Assigned task ▸
Starting at the first line of the data below, repeat each line word for word up to and including the line with "Supersedes #2529.".

Data for review ▸
PR #2545, opened 2016-05-23
Refactor calculate-married-couples-allowance and fix 4 bugs (with feedback addressed)

floehopper:
## Description

Supersedes #2529.

This started of as an investigation of [this Trello card][1] (originally an old GitHub issue) relating to two large comments in the `calculate-married-couples-allowance` code. That card talks about separating the policy rules for the Married Couples Allowance and the Personal Allowance. While I've made a little progress on that front, by separating out the data relating to the Personal Allowance, this is by no means finished.

During this investigation, I found understanding the code very hard and so I decided to refactor the flow towards the [new style][2] to make things clearer. As I went on, I identified a number of bugs which are outlined below. The most significant bug is the first one - the other three fix behaviour for tax years prior to the current one (2015-2016).

### Income limit bug

Trello cards: https://trello.com/c/I5X3nmow & https://trello.com/c/Zse6DH8v

Prior to this PR the flow was always using a hard-coded income limit of £27,000 to decide whether or not to ask follow-up questions about pension & gift aid contributions. However, the [income limit was increased to £27,700 from the 2015-2016 tax year onwards][3].

Note that this is a relatively subtle bug, because the actual calculations of the allowance does take the correct income limit into account.

### Age vs date-of-birth bug

Trello card: https://trello.com/c/QRHxaXDi

The age-related Personal Allowance was only supposed to be based on age up until the end of the 2012-2013 tax year. [Since then it should have been based on the person's date of birth][6], but the latter was never implemented in the code. This PR chooses the correct mechanism for determining the age-related Personal Allowance depending on whether today's date is before or after the end of the 2012-2013 tax year.

Since the 2015-2016 tax year started, the Personal Allowance has been the same for all ages/dates-of-birth and so it's not possible to see a change in behaviour unless we setup a Heroku instance with the date set in the past. I'm not convinced this is worthwhile, but I do think it's worth fixing the code so that if/when we remove the age-based mechanism, it's more obvious what was going on.

### Age calculation bug

Trello card: https://trello.com/c/w6gmL50V

Someone's age on a given date depends on whether or not they've had their birthday in the current year. Also [someone who's birthday falls on 29th Feb in a leap year, is legally considered to have their birthday on 1st March in a non-leap year][4]. Prior to this commit, neither of these were being taken into account.

Given the fix for the "Age vs date-of-birth bug" (above) and the fact that we are already well past 2013-04-05 which is when the changeover to use date-of-birth was supposed to happen, this fix has no externally-visible effect. We could setup a Heroku instance with the date set in the 2012-2013 tax year, but I'm not convinced this is worthwhile. However, I do think it's worth fixing the code so that if/when we simplify the code, it's more obvious what was going on.

### Age at end of current tax year bug

Trello card: https://trello.com/c/qvduSzB6

Prior to this PR the age was being calculated on *5th April in the current calendar year*. I'm pretty confident this is incorrect and that the age should be calculated *at the end of the current tax year*. I haven't been able to find any direct (GOV.UK) evidence that this is correct, but it seems logical and I have found [this indirect evidence][5].

Given the fix for the "Age vs date-of-birth bug" (above) and the fact that we are already well past 2013-04-05 which is when the changeover to use date-of-birth was supposed to happen, this fix has no externally-visible effect. We could setup a Heroku instance with the date set in the 2012-2013 tax year, but I'm not convinced this is worthwhile. However, I do think it's worth fixing the code so that if/when we simplify the code, it's more obvious what was going on.

## External changes

Much of the work in this PR is refactoring or fixing of caclulations for previous tax years. The only externally-visible change is the fix for the "income limit" bug which can be tested as follows:

#### Before

* Visit https://www.gov.uk/calculate-married-couples-allowance/y/yes/yes/1950-01-01/27001.0
* See you are on "Are you paying into a pension?" question page.

#### After

* Visit https://smart-answers-pr-2529.herokuapp.com/calculate-married-couples-allowance/y/yes/yes/1950-01-01/27001.0
* See you are on "The husband qualifies for Married Couple's Allowance" outcome page.

## Possible further work

* Separate the policy rules for the Married Couples Allowance and the Personal Allowance
* Move the tests for `calculate-married-couples-allowance` towards the [new-style testing approach][7].

[1]: https://trello.com/c/XLE6L7s8
[2]: https://github.com/alphagov/smart-answers/blob/master/doc/refactoring.md
[3]: https://www.gov.uk/government/publications/rates-and-allowances-income-tax/income-tax-rates-and-allowances-current-and-past#personal-allowances-for-people-born-before-6-april-1948
[4]: https://en.wikipedia.org/wiki/February_29#Legal_status
[5]: http://www.pwc.co.uk/assets/pdf/budget-2012-tax-datacard-2012.pdf
[6]: https://www.gov.uk/government/publications/rates-and-allowances-income-tax/income-tax-rates-and-allowances-current-and-past#personal-allowances-for-people-born-before-6-april-1948
[7]: https://github.com/alphagov/smart-answers/blob/master/doc/new-style-testing.md


floehopper:
This has been reviewed by @chrisroos and is ready to merge from a technical point-of-view.

floehopper:
I've added the "Waiting on factcheck" label while I solicit feedback from the Content Team.

floehopper:
Rebased against master to resolve conflicts and force-pushed. Ready for review.

chrisroos:
I'm adding the LGTM label so that I can see at a glance that this has been reviewed and given the OK.

floehopper:
I've just rebased this against master and force-pushed to keep it up-to-date while I wait for feedback from the Content Team.

floehopper:
I've just rebased this against master (again) and force-pushed to keep it up-to-date while I wait for feedback from the Content Team.

floehopper:
I've just heard back from @raykhan66:

> The department have confirmed that it should be £27,700 (not £27,000) that triggers the calculator questions about pensions and gift aid contributions, for the current financial year.

So I'm going to get this merged.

Response to this exercise ▸
PR #2545, opened 2016-05-23
Refactor calculate-married-couples-allowance and fix 4 bugs (with feedback addressed)

floehopper:
## Description

Supersedes #2529.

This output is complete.